**DATA EXTRACTS**
::::::

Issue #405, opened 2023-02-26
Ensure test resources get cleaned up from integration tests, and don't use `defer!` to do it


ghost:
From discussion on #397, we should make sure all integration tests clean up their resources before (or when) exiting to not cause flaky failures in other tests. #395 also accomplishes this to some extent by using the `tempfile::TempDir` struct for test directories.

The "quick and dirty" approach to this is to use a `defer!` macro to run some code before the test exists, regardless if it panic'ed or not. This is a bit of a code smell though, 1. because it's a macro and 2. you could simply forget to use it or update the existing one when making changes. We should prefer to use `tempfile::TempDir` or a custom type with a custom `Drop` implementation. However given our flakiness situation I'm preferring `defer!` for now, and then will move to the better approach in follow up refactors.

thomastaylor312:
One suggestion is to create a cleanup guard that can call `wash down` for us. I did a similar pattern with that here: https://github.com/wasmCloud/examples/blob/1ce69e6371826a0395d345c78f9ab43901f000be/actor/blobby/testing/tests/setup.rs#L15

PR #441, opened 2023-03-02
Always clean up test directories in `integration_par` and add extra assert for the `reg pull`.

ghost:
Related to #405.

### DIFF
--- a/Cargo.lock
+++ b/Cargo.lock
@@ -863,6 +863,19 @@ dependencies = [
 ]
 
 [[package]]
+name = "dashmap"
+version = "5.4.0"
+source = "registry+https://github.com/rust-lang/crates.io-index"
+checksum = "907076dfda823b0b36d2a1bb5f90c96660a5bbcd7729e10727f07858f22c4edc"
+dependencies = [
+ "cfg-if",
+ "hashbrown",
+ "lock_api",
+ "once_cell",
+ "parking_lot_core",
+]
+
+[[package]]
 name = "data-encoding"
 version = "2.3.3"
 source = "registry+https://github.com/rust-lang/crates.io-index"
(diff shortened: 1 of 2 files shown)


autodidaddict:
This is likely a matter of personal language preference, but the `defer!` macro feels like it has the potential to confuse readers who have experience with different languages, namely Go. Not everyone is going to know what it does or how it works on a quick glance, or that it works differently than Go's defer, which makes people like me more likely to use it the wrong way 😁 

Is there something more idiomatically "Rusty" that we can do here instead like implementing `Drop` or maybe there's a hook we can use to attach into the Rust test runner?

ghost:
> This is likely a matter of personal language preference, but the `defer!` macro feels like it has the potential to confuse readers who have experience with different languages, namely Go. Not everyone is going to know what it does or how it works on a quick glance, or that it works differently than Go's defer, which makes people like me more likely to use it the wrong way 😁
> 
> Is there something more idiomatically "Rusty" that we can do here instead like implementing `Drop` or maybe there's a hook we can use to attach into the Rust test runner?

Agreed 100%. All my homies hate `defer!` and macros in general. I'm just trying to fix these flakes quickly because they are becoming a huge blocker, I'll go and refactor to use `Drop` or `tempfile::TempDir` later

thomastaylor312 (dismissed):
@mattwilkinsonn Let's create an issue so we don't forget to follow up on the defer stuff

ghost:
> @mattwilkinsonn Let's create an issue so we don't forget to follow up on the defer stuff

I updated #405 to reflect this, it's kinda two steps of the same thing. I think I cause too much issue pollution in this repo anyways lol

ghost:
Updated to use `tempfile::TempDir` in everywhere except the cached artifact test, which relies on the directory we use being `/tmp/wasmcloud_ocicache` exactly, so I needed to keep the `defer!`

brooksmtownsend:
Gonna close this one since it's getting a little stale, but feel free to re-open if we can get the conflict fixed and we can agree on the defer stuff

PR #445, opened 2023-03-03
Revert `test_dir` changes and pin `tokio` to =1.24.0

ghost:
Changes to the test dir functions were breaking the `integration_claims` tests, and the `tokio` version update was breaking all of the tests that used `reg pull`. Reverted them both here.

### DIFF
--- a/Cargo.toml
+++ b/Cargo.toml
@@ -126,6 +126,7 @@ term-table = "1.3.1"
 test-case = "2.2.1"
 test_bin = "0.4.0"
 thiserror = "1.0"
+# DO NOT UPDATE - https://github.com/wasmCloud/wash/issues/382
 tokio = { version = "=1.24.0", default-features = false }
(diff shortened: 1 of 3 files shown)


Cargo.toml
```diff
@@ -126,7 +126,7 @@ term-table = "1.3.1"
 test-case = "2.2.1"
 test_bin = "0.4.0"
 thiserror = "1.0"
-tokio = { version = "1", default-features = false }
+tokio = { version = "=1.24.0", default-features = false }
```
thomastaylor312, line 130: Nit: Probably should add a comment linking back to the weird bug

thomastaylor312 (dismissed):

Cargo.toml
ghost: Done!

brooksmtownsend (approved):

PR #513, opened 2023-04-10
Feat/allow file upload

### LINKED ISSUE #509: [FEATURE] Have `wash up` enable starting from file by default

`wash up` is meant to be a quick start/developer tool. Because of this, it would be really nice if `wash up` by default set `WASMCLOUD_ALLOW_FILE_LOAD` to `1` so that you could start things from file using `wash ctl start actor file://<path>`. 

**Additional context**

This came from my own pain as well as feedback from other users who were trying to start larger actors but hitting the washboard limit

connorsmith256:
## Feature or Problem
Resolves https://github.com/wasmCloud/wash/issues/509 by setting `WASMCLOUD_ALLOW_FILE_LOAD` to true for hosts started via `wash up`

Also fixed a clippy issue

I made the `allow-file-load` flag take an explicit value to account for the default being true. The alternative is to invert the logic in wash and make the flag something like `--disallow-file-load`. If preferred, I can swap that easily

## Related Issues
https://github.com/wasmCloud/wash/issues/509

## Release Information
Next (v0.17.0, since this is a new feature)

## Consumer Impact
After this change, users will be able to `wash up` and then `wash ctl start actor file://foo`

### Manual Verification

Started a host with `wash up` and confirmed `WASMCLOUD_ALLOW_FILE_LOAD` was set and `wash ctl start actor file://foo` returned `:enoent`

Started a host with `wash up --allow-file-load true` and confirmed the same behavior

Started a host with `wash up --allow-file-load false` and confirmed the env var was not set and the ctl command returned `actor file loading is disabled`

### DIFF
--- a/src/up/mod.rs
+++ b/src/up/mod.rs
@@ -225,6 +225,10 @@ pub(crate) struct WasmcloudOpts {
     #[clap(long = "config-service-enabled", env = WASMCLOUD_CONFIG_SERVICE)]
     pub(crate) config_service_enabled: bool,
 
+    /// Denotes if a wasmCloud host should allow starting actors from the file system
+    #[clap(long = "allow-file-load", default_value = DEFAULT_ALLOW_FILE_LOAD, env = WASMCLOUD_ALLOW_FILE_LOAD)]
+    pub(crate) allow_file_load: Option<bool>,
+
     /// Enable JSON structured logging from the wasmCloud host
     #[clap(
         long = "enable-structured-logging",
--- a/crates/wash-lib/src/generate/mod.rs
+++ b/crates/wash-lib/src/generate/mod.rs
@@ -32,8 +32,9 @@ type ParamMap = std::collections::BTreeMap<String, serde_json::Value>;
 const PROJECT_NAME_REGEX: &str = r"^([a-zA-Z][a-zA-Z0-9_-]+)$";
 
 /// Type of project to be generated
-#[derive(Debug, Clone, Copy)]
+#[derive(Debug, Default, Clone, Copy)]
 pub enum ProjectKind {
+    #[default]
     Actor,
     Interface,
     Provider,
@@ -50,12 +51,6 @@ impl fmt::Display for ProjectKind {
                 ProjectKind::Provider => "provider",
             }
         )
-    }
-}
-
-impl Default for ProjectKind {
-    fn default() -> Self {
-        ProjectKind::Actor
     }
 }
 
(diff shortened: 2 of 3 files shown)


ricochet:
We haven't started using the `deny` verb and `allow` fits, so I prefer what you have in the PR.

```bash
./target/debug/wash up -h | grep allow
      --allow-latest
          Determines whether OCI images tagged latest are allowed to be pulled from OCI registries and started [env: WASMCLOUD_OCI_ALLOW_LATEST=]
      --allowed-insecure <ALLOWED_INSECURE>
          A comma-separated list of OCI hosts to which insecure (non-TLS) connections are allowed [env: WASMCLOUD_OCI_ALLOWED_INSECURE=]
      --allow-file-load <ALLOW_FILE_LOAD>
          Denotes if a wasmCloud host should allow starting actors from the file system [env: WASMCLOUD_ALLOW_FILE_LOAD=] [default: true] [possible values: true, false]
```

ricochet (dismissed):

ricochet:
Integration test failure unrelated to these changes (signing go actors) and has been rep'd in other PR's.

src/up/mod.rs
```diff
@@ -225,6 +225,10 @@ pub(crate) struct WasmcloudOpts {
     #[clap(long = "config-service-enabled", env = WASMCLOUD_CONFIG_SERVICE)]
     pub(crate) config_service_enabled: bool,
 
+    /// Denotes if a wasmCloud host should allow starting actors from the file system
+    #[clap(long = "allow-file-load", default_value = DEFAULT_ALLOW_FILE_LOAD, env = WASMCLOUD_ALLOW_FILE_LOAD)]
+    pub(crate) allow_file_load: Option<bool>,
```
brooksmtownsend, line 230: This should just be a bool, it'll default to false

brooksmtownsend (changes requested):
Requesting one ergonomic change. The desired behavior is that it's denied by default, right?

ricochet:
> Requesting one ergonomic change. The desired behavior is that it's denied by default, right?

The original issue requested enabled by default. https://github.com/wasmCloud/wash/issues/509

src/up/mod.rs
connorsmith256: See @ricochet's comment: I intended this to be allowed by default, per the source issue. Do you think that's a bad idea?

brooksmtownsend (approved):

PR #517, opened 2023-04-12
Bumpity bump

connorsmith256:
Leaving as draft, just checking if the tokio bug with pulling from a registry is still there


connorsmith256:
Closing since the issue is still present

::::::

**INSTRUCTIONS TO FOLLOW**
Lines from the entries that contain the string "namely" are what must be copied.

**WRITTEN RESPONSE**
This is likely a matter of personal language preference, but the `defer!` macro feels like it has the potential to confuse readers who have experience with different languages, namely Go. Not everyone is going to know what it does or how it works on a quick glance, or that it works differently than Go's defer, which makes people like me more likely to use it the wrong way 😁 
> This is likely a matter of personal language preference, but the `defer!` macro feels like it has the potential to confuse readers who have experience with different languages, namely Go. Not everyone is going to know what it does or how it works on a quick glance, or that it works differently than Go's defer, which makes people like me more likely to use it the wrong way 😁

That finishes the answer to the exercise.